Pulmonary arterial hypertension (PAH) remains a progressive, fatal disease characterized by progressive increase in pulmonary vascular resistance leading to right ventricular failure. While modern pharmacotherapy targets the endothelin, nitric oxide, and prostacyclin pathways, the timing of therapeutic escalation remains a subject of intense clinical debate. The recent original investigation published in The Anatolian Journal of Cardiology offers compelling real-world evidence suggesting that the efficacy of the oral IP receptor agonist selexipag is tightly linked to the patient’s risk status at the time of initiation, thereby advocating for a paradigm shift toward earlier intervention.1

The retrospective single-center study analyzed 127 patients receiving sequential triple therapy including selexipag. The authors observed that while selexipag elicited significant initial improvements in functional class, 6-minute walk distance, and echocardiographic parameters (such as TAPSE) during the first 12 months, these benefits appeared to attenuate in the longer term.1 Crucially, the study demonstrated that long-term survival was not dependent on the maximum achieved dose of the drug. Instead, mortality was independently predicted by baseline risk scores—specifically the SPAHR, REVEAL 2.0, and REVEAL Lite 2.0 scores—at the moment selexipag was introduced.

These findings underscore a critical clinical axiom: the window of opportunity to alter the disease trajectory is narrow. The study noted a substantial delay in treatment escalation, with a mean time delay for combining selexipag with background therapies of over 1700 days. The authors suggested that the observed attenuation of benefit after one year likely reflects the “progressive deteriorating nature of the disease” rather than a loss of drug efficacy. Consequently, delaying triple therapy until a patient creates a high-risk profile significantly diminishes the survival benefit, regardless of the dose titrated.

This “earlier is better” concept is strongly supported by the broader literature.
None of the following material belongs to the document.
PR #212, opened 2022-03-02
fix(components/list): focus swap on child change

InteractiveTimmy:
# Description

The scope of the changes in this pull request are to fix the list focus issue in which children are updated within the list.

The pivotal GRIPHON randomized clinical trial established that selexipag reduces the risk of morbidity and mortality by 40%.2 However, subsequent sub-analyses of GRIPHON data have highlighted that patients derive greater benefit when selexipag is initiated earlier on background double therapy rather than waiting for clinical deterioration.3 Furthermore, a retrospective analysis by Tsang et al4 demonstrated that initiating selexipag within 12 months of a PAH diagnosis was associated with reduced hospitalization rates and medical costs compared to delayed initiation.

In conclusion, the current study serves as a stark reminder that “treating to failure” is an obsolete strategy in PAH management. The correlation between lower baseline risk scores and improved survival mandates a proactive approach. Clinicians should not wait for overt right heart failure to escalate therapy. To maintain efficacy and improve prognosis, selexipag must be utilized not merely as a rescue therapy for late-stage disease, but as an early, integral component of sequential triple combination therapy.

Footnotes

Declaration of Interests: The authors have no conflicts of interest to declare.

References

  1. Tokgöz HC, Kaymaz C, Kültürsay B. Could we maintain the initial efficacy of triple sequential combination therapies with selexipag against progressive deterioration risk in patients with pulmonary arterial hypertension: Insights from a single-center study?. Anatol J Cardiol. 2026;30(4):248-258.
  2. Sitbon O, Channick R, Chin KM. Selexipag for the treatment of pulmonary arterial hypertension. N Engl J Med. 2015;373(26):2522-2533.
  3. Coghlan JG, Channick R, Chin K. Targeting the prostacyclin pathway with selexipag in patients with pulmonary arterial hypertension receiving double combination therapy: insights from the randomized controlled GRIPHON study. Am J Cardiovasc Drugs. 2018;18(1):37-47.
  4. Tsang Y, Stokes M, Kim YJ, Tilney R, Panjabi S. Impact of selexipag use within 12 months of pulmonary arterial hypertension diagnosis on hospitalizations and medical costs: a retrospective cohort study. Clin Respir J. 2023;17(12):1209-1222.